#### Problem details:
Every line of the following records that includes "files" should be copied.

#### Information provided:
▬▬▬▬▬▬▬▬▬▬

PR #739, opened 2021-03-27
change the scale of timeouts to seconds instead of minutes

bmc-msft:


src/agent/onefuzz-agent/src/local/cmd.rs
```diff
@@ -49,8 +49,8 @@ pub async fn run(args: &clap::ArgMatches<'_>) -> Result<()> {
         }
     };
 
-    if let Some(minutes) = running_duration {
-        if let Ok(run) = timeout(Duration::from_secs(minutes * 60), run).await {
+    if let Some(seconds) = running_duration {
```
chkeita, line 52: Can you update the description of the timeout paramter to specify that the unit is now second

chkeita (approved):

PR #743, opened 2021-03-27
setup the coverage task to ignore the INPUTS_DIR when used with libFuzzer

chkeita:
The current local libfuzzer job was setting up the coverage task to read from the `INPUTS_DIR` and the input queue by default. 
This was causing the coverage task to start running on all the inputs at the beginning of the fuzzing session potentially consuming a lot of the resource in the process. 
This PR rmoves the `INPUTS_DIR` from the coverage task. it can still be specified with the `READONLY_INPUTS` parameter


bmc-msft:
If I have an existing input file when I start the local libFuzzer job, under this change, does the existing input get analyzed for coverage?

chkeita:
> If I have an existing input file when I start the local libFuzzer job, under this change, does the existing input get analyzed for coverage?

No the existing inputs will not get picked up unless the the dir is specified in the `READONLY_INPUTS` paramter

bmc-msft:
> > If I have an existing input file when I start the local libFuzzer job, under this change, does the existing input get analyzed for coverage?
> 
> No the existing inputs will not get picked up unless the the dir is specified in the `READONLY_INPUTS` paramter

bmc-msft:
This is a pretty significant difference to how our cloud-based libFuzzer job works and not what I would expect as a user.  I expect adding `--coverage_dir` to gather coverage for all of the inputs for my target, not just the ones found from the start of the new job.

With this change, if a user provides a  libFuzzer target where their inputs include all possible paths, this change would have the coverage report will say 0% covered rather than 100% covered.

chkeita:
My intent was to make the behavior of the coverage task explicit so we can control it when using the local task. I could change the behavior to take the input file and add an additional paramter to ignore it if we want

PR #750, opened 2021-03-29
Yield on each enqueue and pop on the local queue

chkeita:


src/agent/storage-queue/src/local_queue.rs
```diff
@@ -113,19 +113,28 @@ pub struct ChannelQueueClient {
     sender: Arc<Mutex<UnboundedSender<Vec<u8>>>>,
     receiver: Arc<Mutex<UnboundedReceiver<Vec<u8>>>>,
     pub url: reqwest::Url,
+    low_resource: bool,
 }
 
 impl ChannelQueueClient {
     pub fn new() -> Result<Self> {
         let (sender, receiver) = unbounded_channel();
+        let cpus = num_cpus::get() as u64;
```
bmc-msft, line 122: We shouldn't need to cast this to u64.
```suggestion
        let cpus = num_cpus::get();
```

bmc-msft (approved):

PR #752, opened 2021-03-30
verify libfuzzer targets at the start of the task

bmc-msft:
Changes in this PR:
1. In addition to the existing `-help=1` verification, this adds checking up to 5 inputs from each available seeds directory.
2. If no seeds directories are provided for the task, then this checks that an empty file parses.
3. Adds a helper that unifies libFuzzer argument builders, which ensure all libFuzzer related tasks use the same behavior for argument buliding.
4. Changes libfuzzer_fuzz to pull seeds prior to starting the fuzzing.  Previously, we started fuzzing and pulled the seeds as we went.  This allowed targets with huge input corpus containers to start fuzzing immediately at the cost of potentially duplicating input seed discovery.  As we want to verify some number of seeds parse as expected, this undoes that optimization.


src/agent/onefuzz-agent/src/local/common.rs
```diff
@@ -170,7 +170,9 @@ pub fn get_synced_dirs(
 fn register_cleanup(job_id: Uuid) -> Result<()> {
     let path = std::env::current_dir()?.join(job_id.to_string());
     atexit::register(move || {
-        remove_dir_all(&path).expect("cleanup failed");
+        if std::fs::metadata(&path).is_ok() {
+            remove_dir_all(&path).expect("cleanup failed");
```
chkeita, line 174: maybe check that the path still exist before throwing here

chkeita (approved):

PR #756, opened 2021-03-30
Add command block coverage merging

ranweiler:
- Add coverage merging for module and command-level block coverage, tests
- Improve an error message


src/agent/coverage/src/block.rs
```diff
@@ -40,12 +40,10 @@ impl CommandBlockCov {
 
     pub fn increment(&mut self, path: &ModulePath, offset: u64) -> Result<()> {
         if let Some(module) = self.modules.get_mut(path) {
```
ranweiler, line 42: Now, when we _merge_ command coverage, we now add unknown modules to the overall coverage. Here, we drop increment attempts for unknown modules. The reason this changed is that although right now we expect to precompute possible coverage locations, we'd like this format to support coverage discovery.

We should probably create a new (empty) `ModuleCov` for `path` as-needed.

src/agent/coverage/src/block.rs
```diff
@@ -69,6 +74,22 @@ impl ModuleCov {
         let blocks = offsets.map(|o| (o, BlockCov::new(o))).collect();
         Self { blocks }
     }
+
+    pub fn increment(&mut self, offset: u64) {
+        if let Some(block) = self.blocks.get_mut(&offset) {
```
ranweiler, line 79: Again, we should probably create an entry on demand.

src/agent/coverage/src/block.rs
```diff
@@ -95,3 +118,151 @@ impl BlockCov {
...
+        cov
+    }
+
+    // Builds a vec of `(count, offset)` tuples from a `ModuleCov`.
+    fn to_vec(cov: &ModuleCov) -> Vec<(u64, u32)> {
+        cov.blocks.iter().map(|(o, b)| (*o, b.count)).collect()
+    }
+
+    #[test]
+    fn test_to_from_vec_roundtrip() {
```
lzybkr, line 144: Based on the test name and code, it looks like it only tests test code, but I think it's meant to test `increment` so maybe a different function name would be better?

ranweiler: Oops, nope, this is just a vestigial self-check test.

lzybkr (approved):

PR #766, opened 2021-04-02
fix checking status codes for failure

bmc-msft:
This fixes retrying on bad status codes.

Note, this adds support to specify specific error codes as "successful".  This is important for the If-None-Match conditional upload case (blob uploading).  The response we get back is 409 (Conflict).

Previously, we would "fail fast" the 409.  However, what we want is "409 is basically success here" and every other call 409 should be a failure.

### DIFF
--- a/src/agent/reqwest-retry/src/lib.rs
+++ b/src/agent/reqwest-retry/src/lib.rs
@@ -19,12 +19,20 @@ pub async fn send_retry_reqwest_default<
 >(
     build_request: F,
 ) -> Result<Response> {
-    send_retry_reqwest(build_request, [], DEFAULT_RETRY_PERIOD, MAX_RETRY_ATTEMPTS).await
+    send_retry_reqwest(
+        build_request,
+        [],
+        [],
+        DEFAULT_RETRY_PERIOD,
+        MAX_RETRY_ATTEMPTS,
+    )
+    .await
 }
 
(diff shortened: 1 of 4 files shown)


chkeita (approved):

src/agent/reqwest-retry/src/lib.rs
```diff
@@ -19,12 +19,20 @@ pub async fn send_retry_reqwest_default<
...
+        DEFAULT_RETRY_PERIOD,
+        MAX_RETRY_ATTEMPTS,
+    )
+    .await
 }
 
 pub async fn send_retry_reqwest<F: Fn() -> Result<reqwest::RequestBuilder> + Send + Sync>(
     build_request: F,
     fail_fast_status: impl AsRef<[StatusCode]>,
+    extra_success_status: impl AsRef<[StatusCode]>,
```
chkeita, line 35: instead of adding more and more paramter for each expcetion why not jus bring back the error_mapper that we [had before](https://github.com/microsoft/onefuzz/pull/623/files#diff-f3dc2a81b9ec9e427ffda01c77947d7fc06990acf0e3b2d5d460c22e8d874d74R92) 
This will make the behavior easier to configure

bmc-msft: the `error_mapper` method was error prone, though I understand your concern. 

Now, if you want to do something beyond the default, you can provide a function that allows for arbitrary configuration of retry based on status codes.

chkeita (approved):

PR #769, opened 2021-04-05
rename telemetry key names at the service level

bmc-msft:
In #766, the telemetry keys were renamed to reduce confusion.  However, this broke the telemetry keys within the agent due to a known issue using flattened json with aliases (See https://github.com/serde-rs/serde/issues/1976).

This PR removes the aliases and fixes the agent level telemetry & logging.

### DIFF
--- a/src/api-service/__app__/onefuzzlib/proxy.py
+++ b/src/api-service/__app__/onefuzzlib/proxy.py
@@ -222,8 +222,8 @@ class Proxy(ORMMixin):
             ),
             forwards=forwards,
             region=self.region,
-            instrumentation_key=os.environ.get("APPINSIGHTS_INSTRUMENTATIONKEY"),
-            telemetry_key=os.environ.get("ONEFUZZ_TELEMETRY"),
+            instance_telemetry_key=os.environ.get("APPINSIGHTS_INSTRUMENTATIONKEY"),
+            microsoft_telemetry_key=os.environ.get("ONEFUZZ_TELEMETRY"),
             instance_id=get_instance_id(),
         )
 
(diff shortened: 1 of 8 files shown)


src/api-service/__app__/onefuzzlib/proxy.py
```diff
@@ -222,8 +222,8 @@ def save_proxy_config(self) -> None:
             ),
             forwards=forwards,
             region=self.region,
-            instrumentation_key=os.environ.get("APPINSIGHTS_INSTRUMENTATIONKEY"),
-            telemetry_key=os.environ.get("ONEFUZZ_TELEMETRY"),
+            instance_telemetry_key=os.environ.get("APPINSIGHTS_INSTRUMENTATIONKEY"),
+            microsoft_telemetry_key=os.environ.get("ONEFUZZ_TELEMETRY"),
```
ranweiler, line 226: In the future, we should consider renaming this var to include the string `MICROSOFT`.

src/api-service/__app__/onefuzzlib/proxy.py
```diff
@@ -222,8 +222,8 @@ def save_proxy_config(self) -> None:
             ),
             forwards=forwards,
             region=self.region,
-            instrumentation_key=os.environ.get("APPINSIGHTS_INSTRUMENTATIONKEY"),
-            telemetry_key=os.environ.get("ONEFUZZ_TELEMETRY"),
+            instance_telemetry_key=os.environ.get("APPINSIGHTS_INSTRUMENTATIONKEY"),
```
ranweiler, line 225: Right now, whenever we grab these key from the environment, we need to remember and preserve the mapping `instance <-> instrumentation`, `microsoft <-> telemetry`.

I suggest renaming the env vars elsewhere, but in the meantime, maybe we should define wrappers to `os.environ.get`, e.g.:
```python
def get_microsoft_telemetry_key() -> str:
    return os.environ.get("ONEFUZZ_TELEMETRY")
```
We could also just exports constants.

ranweiler (approved):

PR #6990, opened 2022-08-26
querier deployment rollingupdate works as a percentage to allow faste…

owen-d:
…r rollouts in large environments


slim-bean (approved):
LGTM

PR #6999, opened 2022-08-29
operator: Adding Lokistack Gateway Request Errors Alert

Red-GV:
When a Loki component is removed (via moving the operator into the unmanaged state), it will not be able to produce a metric showing that it is unable to respond to the request. Therefore, an additional metric for the metrics emitted by the Lokistack Gateway should be used to capture these failed attempts and create alerts notifying the user(s) that something is wrong.

**Checklist**
- [x] Documentation added
- [x] Tests updated


operator/docs/lokistack/sop.md
```diff
@@ -46,6 +46,36 @@ A service(s) is failing to process at least 10% of all incoming requests.
...
+
+`Critical`
+
+### Access Required
+
+- Console access to the cluster
+- Edit access to the deployed operator and Loki namespace:
+  - OpenShift
+    - `openshift-logging`
+    - `openshift-operators-redhat`
```
periklis, line 69: We should place a hint which namespace hosts which component, e.g.:
```
openshift-logging (LokiStack)
openshift-operators-redhat (Loki Operator)
```

WDYT?

operator/docs/lokistack/sop.md
```diff
@@ -46,6 +46,36 @@ A service(s) is failing to process at least 10% of all incoming requests.
...
+
+### Steps
+
+- Ensure that the deployed Loki components are ready and available
+- Ensure that store services (`ingester`, `querier`, `index-gateway`, `compactor`) can communicate with backend storage
+- Examine metrics for signs of failure
+  - WAL Complications
+    - `loki_ingester_wal_disk_full_failures_total`
+    - `loki_ingester_wal_corruptions_total`
```
periklis, line 78: We need a step for the user to check that the gateway containers are ready and available, e.g. maybe opa-openshift just fails to talk to the apiserver.

operator/internal/manifests/internal/alerts/build.go
```diff
@@ -13,7 +13,7 @@ import (
 
 const (
 	// RunbookDefaultURL is the default url for the documentation of the Prometheus alerts
-	RunbookDefaultURL = "https://github.com/grafana/loki/tree/main/operator/docs/alerts.md"
+	RunbookDefaultURL = "https://github.com/grafana/loki/blob/main/operator/docs/lokistack/sop.md"
```
periklis, line 16: Good catch :rocket:

operator/internal/manifests/internal/alerts/prometheus-alerts.yaml
```diff
@@ -10,21 +10,44 @@ groups:
...
+      sum(
+        rate(
+          http_request_duration_seconds_count{group="logsv1"}[1m]
+        )
+      ) by (namespace, job, method, tenant)
+      * 100
+      > 10
+    for: 15m
+    labels:
+      severity: critical
```
periklis, line 50: I suggest to add the `handler` label to the `by` directive to indicate which path is hit (e.g. ingestion `handler="push"` or query path `handler=~"query|query_range|label|labels|label_values"`).

periklis (commented):
In general looks good to me, I would like to discussion if we want to split this into two alerts, one per path (ingestion vs. query path). This would require to use the `handler` label selector:
- ingestion `handler="push"` 
- query path `handler=~"query|query_range|label|labels|label_values"`

Red-GV:
I think splitting into two alerts is a good idea, @periklis. Both are major problems, but I would consider the errors on the write path to be more dire than on the read path.

periklis (commented):
Looks good to me, leaving the option for @xperimental to take a look before I approve

operator/docs/lokistack/sop.md
```diff
@@ -34,8 +34,8 @@ A service(s) is failing to process at least 10% of all incoming requests.
 - Console access to the cluster
 - Edit access to the deployed operator and Loki namespace:
   - OpenShift
-    - `openshift-logging`
-    - `openshift-operators-redhat`
+    - `openshift-logging` (Lokistack)
```
xperimental, line 37: I think we should choose one notation for `LokiStack` that we use throughout the docs. Currently it seems `LokiStack` is used more than `Lokistack`.

```suggestion
    - `openshift-logging` (LokiStack)
```

operator/internal/manifests/internal/alerts/prometheus-alerts.yaml
```diff
@@ -10,21 +10,67 @@ groups:
...
+    expr: |
+      sum(
+        rate(
+          http_request_duration_seconds_count{code=~"5..", group="logsv1", handler="push"}[1m]
+        )
+      ) by (namespace, job, tenant)
+      /
+      sum(
+        rate(
+          http_request_duration_seconds_count{group="logsv1", handler="push"}[1m]
```
xperimental, line 43: I think I'd rather use `http_requests_total` instead of `http_request_duration_seconds_count`. They _should_ have the same values, but the `http_requests_total` metric is the metric usually used in documentation for these "number of failed requests" counts.

operator/internal/manifests/internal/alerts/prometheus-alerts.yaml
```diff
@@ -10,21 +10,67 @@ groups:
...
+    expr: |
+      sum(
+        rate(
+          http_request_duration_seconds_count{code=~"5..", group="logsv1", handler=~"query|query_range|label|labels|label_values"}[1m]
+        )
+      ) by (namespace, job, tenant)
+      /
+      sum(
+        rate(
+          http_request_duration_seconds_count{group="logsv1", handler=~"query|query_range|label|labels|label_values"}[1m]
```
xperimental, line 66: See comment regarding `http_requests_total`.

xperimental (commented):
Looks good to me, just two "cosmetic" comments.

One idea I had was if we should add a recording rule for the two "complex" queries used to measure the failed requests, so that it can be re-used in dashboards without recalculation.

xperimental (approved):

periklis (approved):

PR #7000, opened 2022-08-29
operator: Configure default node affinity for all pods

xperimental:

Currently we only support running the operator on linux-based nodes, so it makes sense to extend this to the operand containers as well to avoid confusion in multi-os clusters.

One open question is whether this should be done always or only if the operator is running in OpenShift as the support situation might be different outside of OpenShift.

Fixes [LOG-2895](https://issues.redhat.com/browse/LOG-2895)

**Checklist**

- [x] Tests updated

### DIFF
--- a/operator/CHANGELOG.md
+++ b/operator/CHANGELOG.md
@@ -1,5 +1,6 @@
 ## Main
 
+- [7000](https://github.com/grafana/loki/pull/7000) **xperimental**: Configure default node affinity for all pods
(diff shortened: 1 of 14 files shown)


xperimental:
The idea to add a feature gate for this came a bit too late. Do not merge yet :slightly_smiling_face:

Red-GV (commented):
lgtm

periklis (approved):

PR #7004, opened 2022-08-30
[TSDB] 600MB max per shard in query planning

owen-d:
This PR gives a little better understanding into shard query planning and targets a range of `(300MB,600MB]` per shard. Doubling this also allows us to halve query parallelism configs and still schedule the same amount of work in parallel, which should make for easier schema upgrades as the parallelism differences between TSDB and prior period configs will be less.

### DIFF
--- a/pkg/querier/queryrange/shard_resolver.go
+++ b/pkg/querier/queryrange/shard_resolver.go
@@ -142,14 +142,14 @@ func (r *dynamicShardResolver) Shards(e syntax.Expr) (int, error) {
 
 const (
 	// Just some observed values to get us started on better query planning.
-	p90BytesPerSecond = 300 << 20 // 300MB/s/core
+	maxBytesPerShard = 600 << 20 // 600MB/s/core
 )
 
 func guessShardFactor(stats stats.Stats) int {
-	expectedSeconds := float64(stats.Bytes) / float64(p90BytesPerSecond)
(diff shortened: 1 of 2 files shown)


pkg/querier/queryrange/shard_resolver.go
```diff
@@ -142,14 +142,20 @@ func (r *dynamicShardResolver) Shards(e syntax.Expr) (int, error) {
...
 	// Just some observed values to get us started on better query planning.
-	p90BytesPerSecond = 300 << 20 // 300MB/s/core
+	maxBytesPerShard = 600 << 20
 )
 
+// Since we shard by powers of two and we increase shard factor
+// once each shard surpasses maxBytesPerShard, if the shard factor
+// is at least two, the range of data per shard is (maxBytesPerShard/2, maxBytesPerShard]
+// For instance, for a maxBytesPerShard of 500MB and a query touching 1000MB, we split into two shards off 500MB.
+// If there are 10004MB, we split into four shards of 251MB
```
DylanGuedes, line 152:
```suggestion
// For instance, for a maxBytesPerShard of 500MB and a query touching 1000MB, we split into two shards of 500MB.
// If there are 1004MB, we split into four shards of 251MB.
```

DylanGuedes (approved):
lgtm, just left a nit but shouldn't block you

PR #7007, opened 2022-08-31
[new feature] syntax: support "vector" grama

### LINKED ISSUE #6946: Implement vector() function
I want to turn null (no data) to zero in query result in easy and reliable way.

There are other Loki users who want the same.
https://community.grafana.com/t/how-can-i-turn-no-data-to-zero-in-loki/40694

Implement a function like [vector()](https://prometheus.io/docs/prometheus/latest/querying/functions/#vector) in PromQL.
> vector(s scalar) returns the scalar s as a vector with no labels.
Then users can join their query with vector() to turn NULL to zero, as below.
```
vector1
or
vector(0)
```

(1) Grafana's transform feature.
However, this feature only works for a dashboard panel with single Loki query. It doesn't work for multiple queries for a panel. 

(2) Tried to generate zeros reliably, but not perfect
```
sum(count_over_time({namespace="traefik"}|="foo"[1m])) 
or
sum(count_over_time({namespace="traefik"}[1m])) < bool 0
```
The 2nd vector can still return NULL if there is no log data matching labels sets. Not useful for log streams which has fluctuating log ingestion. 

(3) Tried absent_over_time() as 2nd vector instead, it didn't work for me.
- Bug report: [Using absent_over_time with logical operator returns "Unimplemented" error. #6943](https://github.com/grafana/loki/issues/6943)

(4) First, stored the log-metrics in Prometheus. Second, use vector() in Prometheus. 
This works of course. But I wish I can do the same using LokiQL which is upstream.

**Additional context**

liguozhong:
Implement vector() function.

The "vector function" feature is divided into multiple PRs to avoid excessively large PRs resulting in too long review time.

Fixes #6946

The test for syntax has passed
image

**Checklist**
- [ ] Documentation added
- [ ] Tests updated


pkg/logql/syntax/ast.go
```diff
@@ -1562,3 +1565,38 @@ func MatcherGroups(expr Expr) []MatcherRange {
...
+	Val float64
+	implicit
+}
+
+func NewVectorExpr(scalar string) *VectorExpr {
+	n, err := strconv.ParseFloat(scalar, 64)
+	if err != nil {
+		panic(logqlmodel.NewParseError(fmt.Sprintf("unable to parse vectorExpr as a float: %s", err.Error()), 0, 0))
+	}
+	//fmt.Println("vector new scalar:", scalar)
```
dannykopping, line 1579: Remove this please

pkg/logql/syntax/ast.go
```diff
@@ -1562,3 +1565,38 @@ func MatcherGroups(expr Expr) []MatcherRange {
...
+
+type VectorExpr struct {
+	Val float64
+	implicit
+}
+
+func NewVectorExpr(scalar string) *VectorExpr {
+	n, err := strconv.ParseFloat(scalar, 64)
+	if err != nil {
+		panic(logqlmodel.NewParseError(fmt.Sprintf("unable to parse vectorExpr as a float: %s", err.Error()), 0, 0))
```
dannykopping, line 1577: Do we have to panic here?

dannykopping (commented):
I'm excited about this one, thanks @liguozhong :+1:

pkg/logql/syntax/ast.go
liguozhong: done，thanks

pkg/logql/syntax/ast.go
liguozhong: Other Exprs are panic too.

image

dannykopping: Hhhmm, that's not great.
I think that's a problem, and we should fix it, so let's not make the problem worse here IMHO.
I think we should remove the panic. Maybe we can find a way to make this fail gracefully without panicking the whole querier? Perhaps setting the vector value as some crazy number like `MaxFloat64` if the parsing fails, and if this value is present when querying, return an error that bubbles up to the user to give a helpful error message.

liguozhong: https://pkg.go.dev/bufio#Scanner.Scan

Does VectorExpr refer to Scanner to provide an Err() function?

image

liguozhong: Probably changed to look like this.
image

jeschkies:
Merging recent main should fix the failing `helm-ci` job.

liguozhong:
> Merging recent main should fix the failing `helm-ci` job.

done，thanks

dannykopping (approved):
LGTM, thanks @liguozhong.
I'll keep an eye out for the next PR which will make this work with the query engine.

liguozhong:
> LGTM, thanks @liguozhong. I'll keep an eye out for the next PR which will make this work with the query engine.

thanks，vector(0) is really needed in the oncall alarm .

PR #7010, opened 2022-08-31
Abide to Mixin linting rules.

jeschkies:
Cloud integrations need to pass linting rules such as proper dashboard names. It should be `Data Source` not `datasource`. See also grafana/cloud-onboarding#2228


dannykopping (commented):
Please add a description - some context here would be helpful

cstyan:
Have we tried this out? I'm not sure if this label field is used in the copying of template variables when using the `Loki Dashboards` to navigate to other dashboards. If it is, this might break that functionality.

jeschkies:
@cstyan great catch. I did not try the mixin.

jeschkies:
@cstyan just found that the rule dashboard does not even have the navigation at the top right.

cstyan:
I just checked, at least for `Loki / Recording Rules` the navigation works, are you saying it doesn't work for the compiled dashboards?

In any case we're only changing the label here, not the name of the template variable, so we should be good to move forward with this.

jeschkies:
@cstyan if tested the navigation it works. There was none for `Recording Rules` before.

production/loki-mixin/dashboards/recording-rules.libsonnet
```diff
@@ -4,6 +4,8 @@ local utils = import 'mixin-utils/utils.libsonnet';
 (import 'dashboard-utils.libsonnet') {
   grafanaDashboards+:
     {
-      'loki-mixin-recording-rules.json': raw,
+      'loki-mixin-recording-rules.json': raw +
+                      $.dashboard('Loki / Recording Rules', uid='recording-rules')
```
jeschkies, line 8: Technically this is a breaking change because we rename the dashboard.

cstyan (approved):

PR #7012, opened 2022-08-31
Generate Helm chart README.

jeschkies:
The Helm CI would not pass the linting stage.

Summary
* updates the README
* introduces a filter that will only run the Helm CI on changes to the
  Helm chart directory
* removes trailing whitespace
* corrects the Minio chart repository


trevorwhitney (approved):
LGTM!

PR #7013, opened 2022-08-31
[bugfix] fix query_frontend init fail error

liguozhong:
My loki cluster is distributed without a compactor, but compactorAddress must require me to fill in a compactor url.
Using the latest version of the master branch, the query frontend of loki cluster cannot be started and will encounter this error log.
```go
query filtering for deletes requires 'compactor_address' to be configured
```

Fixes #<issue number>

my loki cluster Topology.
image

**Checklist**
- [ ] Documentation added
- [ ] Tests updated


jeschkies:
Please merge main to fix the failing `helm-ci` job.

liguozhong:
> Please merge main to fix the failing `helm-ci` job.

done，thanks

ashwanthgoli:
Returning the address of localhost is only valid for single binary or ssd deployments. For multi-store index (as it does not support delete requests), query-frontend need not make calls to compactor. So a better fix for this issue would be to pass down a nil `cacheGenNumLoader` to `NewTripperware` func for indexes that don't support deletions
https://github.com/grafana/loki/blob/e39ea21e3cacda92661d1d77770c7d1486ec4124/pkg/querier/queryrange/roundtrip.go#L41-L46

It would be nice if you could also refactor `cacheGenClient()` to return `*GenNumberLoader` instead. It can include the logic to return nil based on the index type (for TSDB and multi-store)
https://github.com/grafana/loki/blob/e39ea21e3cacda92661d1d77770c7d1486ec4124/pkg/loki/modules.go#L1067-L1074

Thanks for taking time out and submitting the PR :)

liguozhong:
> Returning the address of localhost is only valid for single binary or ssd deployments. For multi-store index (as it does not support delete requests), query-frontend need not make calls to compactor. So a better fix for this issue would be to pass down a nil `cacheGenNumLoader` to `NewTripperware` func for indexes that don't support deletions
> 
> https://github.com/grafana/loki/blob/e39ea21e3cacda92661d1d77770c7d1486ec4124/pkg/querier/queryrange/roundtrip.go#L41-L46
> 
> It would be nice if you could also refactor `cacheGenClient()` to return `*GenNumberLoader` instead. It can include the logic to return nil based on the index type (for TSDB and multi-store)
> 
> https://github.com/grafana/loki/blob/e39ea21e3cacda92661d1d77770c7d1486ec4124/pkg/loki/modules.go#L1067-L1074
> 
> Thanks for taking time out and submitting the PR :)

hi, thank you for such a detailed review suggestion.
I resubmitted the code once as you suggested, if I understand correctly

pkg/loki/modules.go
```diff
@@ -654,13 +653,26 @@ func (t *Loki) initQueryFrontendTripperware() (_ services.Service, err error) {
 	return services.NewIdleService(nil, nil), nil
 }
 
-func (t *Loki) cacheGenClient() (generationnumber.CacheGenClient, error) {
+func (t *Loki) cacheGenClient() (*generationnumber.GenNumberLoader, error) {
+	if config.UsingTSDB(t.Cfg.SchemaConfig.Configs) {
+		return nil, nil
```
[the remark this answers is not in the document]
liguozhong: hi , according to your suggestion, I submitted another commit, canceling the code snippets such as ' return nil,nil ' Fragments like this are really bad. 
I operator the loki cluster full-time, this is my job, your suggestions are very helpful to me, thank you for your patience to review and guide

pkg/loki/modules.go
```diff
@@ -654,13 +653,26 @@ func (t *Loki) initQueryFrontendTripperware() (_ services.Service, err error) {
 	return services.NewIdleService(nil, nil), nil
 }
 
-func (t *Loki) cacheGenClient() (generationnumber.CacheGenClient, error) {
+func (t *Loki) cacheGenClient() (*generationnumber.GenNumberLoader, error) {
```
MasslessParticle: This should probably just return the interface type `queryrangebase.CacheGenNumberLoader`

MasslessParticle: Let's also rename the function to `cacheGenNumberLoader`

MasslessParticle (approved):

▬▬▬▬▬▬▬▬▬▬

#### Solution to this problem:
(diff shortened: 1 of 4 files shown)
chkeita, line 35: instead of adding more and more paramter for each expcetion why not jus bring back the error_mapper that we [had before](https://github.com/microsoft/onefuzz/pull/623/files#diff-f3dc2a81b9ec9e427ffda01c77947d7fc06990acf0e3b2d5d460c22e8d874d74R92) 
(diff shortened: 1 of 8 files shown)
(diff shortened: 1 of 14 files shown)
(diff shortened: 1 of 2 files shown)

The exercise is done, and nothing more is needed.